Your elderly family members are probably some of the kindest people you know, and experts say there are scammers out there just waiting to take advantage of that kindness.
"They're very trusting. They come from just that generation where they trust explicitly," said Captain Bruce Elliott with the Nigara County Sheriff's Office.
Captain Elliott said there's been a rise in scams targeting the elderly, and the schemes are getting more elaborate.
"In the past what we've seen is usually the gift cards, and they'll have the person call them back and read the numbers off," he said.
Now they're asking for direct cash.
"They ask for a certain amount of money to be put in a box, wrapped up like a package and leaving on the doorstep, and they would send somebody to pick it up," he said.
An 87-year-old woman in Gasport did just that with $8,500 thinking she was sending it as bail money for her grandson. Fortunately for her, police stepped in just in time.

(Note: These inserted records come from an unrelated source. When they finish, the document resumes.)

PR #1162, opened 2023-01-25
Bugfix/1161

### LINKED ISSUE #1161: A few workbench strings are not translating
I noticed a few Workbench strings that are not translating to either chinese or spanish. One on the `Home` tab that's only visible when there are no recent runs to display:
>Set up a model from a sample datastack file (.json) or from an InVEST model's logfile (.txt): 

And a few in the `Settings` modal under the `more info` toggle. 

The "more info" string itself is just missing the `_()` wrapper. But for the others, I think what they have in common is that the strings are quoted with backticks _( \`some text\` ) instead of regular quotes. Could that be screwing up the gettext parsing? If so maybe we also don't have the translations for these strings.

I think the backticks were only used to appease the linter because the strings are long I didn't want to exceed the 80 char line width. There are other ways to deal with that though.

emlys:
## Description
Fixes #1161

## Checklist


workbench/package.json
```diff
@@ -40,11 +40,13 @@
   "dependencies": {
     "@babel/runtime": "^7.13.10",
     "electron-log": "^4.3.5",
-    "gettext-parser": "^4.2.0",
-    "gettext.js": "^1.0.1",
+    "i18next": "^22.4.9",
+    "i18next-conv": "^13.1.0",
```
emlys, line 44: these should be dev dependencies

workbench/tests/main/main.test.js
```diff
@@ -174,7 +174,7 @@ describe('createWindow', () => {
       ipcMainChannels.SHOW_OPEN_DIALOG,
       ipcMainChannels.SHOW_SAVE_DIALOG,
       ipcMainChannels.IS_FIRST_RUN,
-      ipcMainChannels.SET_LANGUAGE,
+      ipcMainChannels.CHANGE_LANGUAGE,
```
emlys, line 177: Should we test that the menu bar and about / report a problem windows are translated?

workbench/src/renderer/components/DataDownloadModal/index.jsx
```diff
@@ -152,6 +153,7 @@ export class DataDownloadModal extends React.Component {
       selectedLinksArray,
       dataRegistry,
     } = this.state;
+    const { t } = this.props;
```
davemfish, line 156: I was expecting to see `t` passed as a prop to this component in the `App`'s render method. Otherwise `t` will be `undefined` here right?

workbench/src/renderer/components/DownloadProgressBar/index.jsx
```diff
@@ -0,0 +1,62 @@
+import React from 'react';
+import PropTypes from 'prop-types';
+import Alert from 'react-bootstrap/Alert';
+import { withTranslation } from 'react-i18next';
```
davemfish, line 4: `withTranslation` not used here I think. Hooks for the win.

workbench/src/renderer/components/DataDownloadModal/index.jsx
davemfish: Ahhh I get it, the parent component is now `withTranslation()`, which must be passing `t` to it's child.

workbench/src/renderer/components/SetupTab/index.jsx
```diff
@@ -295,7 +296,7 @@ export default class SetupTab extends React.Component {
       this.triggerScrollEvent();
     } else {
       alert( // eslint-disable-line no-alert
-        _(`Datastack/Logfile for ${datastack.model_human_name} does not match this model.`)
+        t(`Datastack/Logfile for ${datastack.model_human_name} does not match this model.`)
```
davemfish, line 299: I think this component is also missing `const { t } = this.props;`

workbench/src/renderer/menubar/report.jsx
```diff
@@ -0,0 +1,76 @@
...
+        {t('please see the guidelines here for reporting problems: ')}
+        <a
+          href="https://community.naturalcapitalproject.org/t/guidelines-for-posting-software-support-questions/24"
+        >
+          {t('Guidelines for posting software support questions')}
+        </a>
+      </p>
+      <p>
+        <b>{t('If the problem is related to this User Interface, ')}</b>
+        {t('rather than with a specific InVEST model,')}
```
davemfish, line 32: I hope it's okay to translate these two strings separately. I like the visual hierarchy the page has by bolding the first line, but it's clearly a tradeoff.

workbench/tests/jest.overrides.js
```diff
@@ -23,6 +25,25 @@ if (global.window) {
...
+      ll: {
+        translation: {
+          Open: 'σρєи',
+          Language: 'ℓαиgυαgє'
+        }
+      }
+    },
+  });
+
+jest.mock('../src/shared/i18n', () => mockI18n);
```
davemfish, line 45: Cool, if this is moved to `main` and loaded via preload, I think there will be a chance to mock it right in this file around line 16.

davemfish (changes requested):
Thanks for these updates @emlys , I added a few minor comments and I'll take a look again if we move the new `shared` javascript over to `main` and `preload` it.

workbench/tests/main/main.test.js
emlys: nah, we're not testing those windows anyway

workbench/src/renderer/components/DataDownloadModal/index.jsx
emlys: Exactly!

workbench/src/renderer/menubar/report.jsx
emlys: Yeah, it's probably ok

emlys:
@davemfish I spent a bit of time trying to move i18n into the preload script, and while it still might be a good option, what would you think about saving it for another issue? My concerns are
- It's not really how electron intends the preload script to be used: it's supposed to be to "securely expose privileged APIs into the renderer process". Whereas we're interested in sharing a complete instance, not an API, between processes. And I worry that could introduce some race conditions and things that we're not expecting.
- Moving i18n.js and the json translation files into preload/ broke the imports, I assume because vite isn't serving the json files the same way (?)
- The implementation would be different if we decide to do https://github.com/natcap/invest/issues/1168. Maybe it could wait until then?

davemfish:
> @davemfish I spent a bit of time trying to move i18n into the preload script, and while it still might be a good option, what would you think about saving it for another issue? My concerns are
> 
> * It's not really how electron intends the preload script to be used: it's supposed to be to "securely expose privileged APIs into the renderer process". Whereas we're interested in sharing a complete instance, not an API, between processes. And I worry that could introduce some race conditions and things that we're not expecting.

Yeah, good call.

> * Moving i18n.js and the json translation files into preload/ broke the imports, I assume because vite isn't serving the json files the same way (?)
> * The implementation would be different if we decide to do [Restart the app when language changed #1168](https://github.com/natcap/invest/issues/1168). Maybe it could wait until then?

@emlys I think the new plan you laid out in the issue is great. 

There is another problem to figure out in the meantime though -- revealed by failing pptr tests -- which is a missing dependency in the `main` process. `shared/i18n.js` is trying and failing to import `react`. 

electron-builder & vite share responsibility for packaging the dependencies, and we deliberately have react and other frontend dependencies listed only in `devDependencies` so that electron-builder will ignore them, letting vite take care of them instead.

A quick solution could be to move react back up to `dependencies`, but then we would end up bundling two copies of it, which feels kind of crude.

Otherwise I think this all gets sorted out by your new plan where there is only one instance of the `i18n` object, instantiated by the main process, and then we probably drop `react-i18next` altogether, right? I'll add some other thoughts to the new issue.

workbench/package.json
```diff
@@ -15,11 +15,10 @@
     "test-electron-app": "jest --runInBand --testMatch **/tests/binary_tests/*.test.js",
     "test-sampledata-registry": "jest --runInBand --testMatch **/tests/sampledata_linkcheck/*.test.js",
     "postinstall": "electron-builder install-app-deps",
-    "build-main": "babel --delete-dir-on-start src/main -d build/main --verbose --config-file ./babel.config.js --ignore **/__mocks__/* -s both",
+    "build-main": "babel --delete-dir-on-start src/main -d build/main --verbose --config-file ./babel.config.js --ignore **/__mocks__/* -s both --copy-files",
```
emlys, line 18: Copies the json files over to the build dir

workbench/babel.config.js
```diff
@@ -5,5 +5,6 @@ module.exports = {
   ],
   plugins: [
     '@babel/plugin-transform-runtime',
+    '@babel/plugin-syntax-import-assertions',
```
emlys, line 8: This lets us directly import the json files in main/i18n

workbench/package.json
davemfish: Unfortunately it looks like we also need to add `--no-copy-ignored` for reasons: https://github.com/babel/babel/issues/6226

Jest was warning us about a duplicated mock because it found `__mocks__/logger.js` in `build/` and in `src/`.

davemfish (changes requested):
@emlys thanks for working through all of this. Just a couple minor things I noticed after looking with fresh eyes:

1. See my comment in `package.json`
2. I think the warning during tests about the uninitialized `i18next-react` comes down to exactly that: when we run a test like `openbutton.test.js`,  `renderer/i18n/i18n.js` is never imported or initialized anywhere. So I think if we add an
   `import '../src/renderer/i18n/i18n';` 
to `jest.override.js` then we solve that problem!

Detective Darren Longboat with East Aurora PD said any caller asking the elderly for money is a major red flag.
"It always involves 'Jeez I need money, I have to pay for the attorney, I have to pay for the damages.' They may actually use the name for a real attorney that you would find in the yellow pages," he said.
The biggest way to fight back is to verify the information they give you. Call your family and double check, call a neighbor or friend or call your local police station.
Captain Elliott said hospitals and jails will never call a relative and ask for money directly.
He added that he confronted one scammer over the phone, and said they do not care about consequences.
"The scammer just laughed and said 'You got this one but I have at least 10 of $10,000 probably coming to me today.' And it was a big joke to him on the other end of the phone that he's scammed 10 other people today for at least $10,000," said Captain Elliott.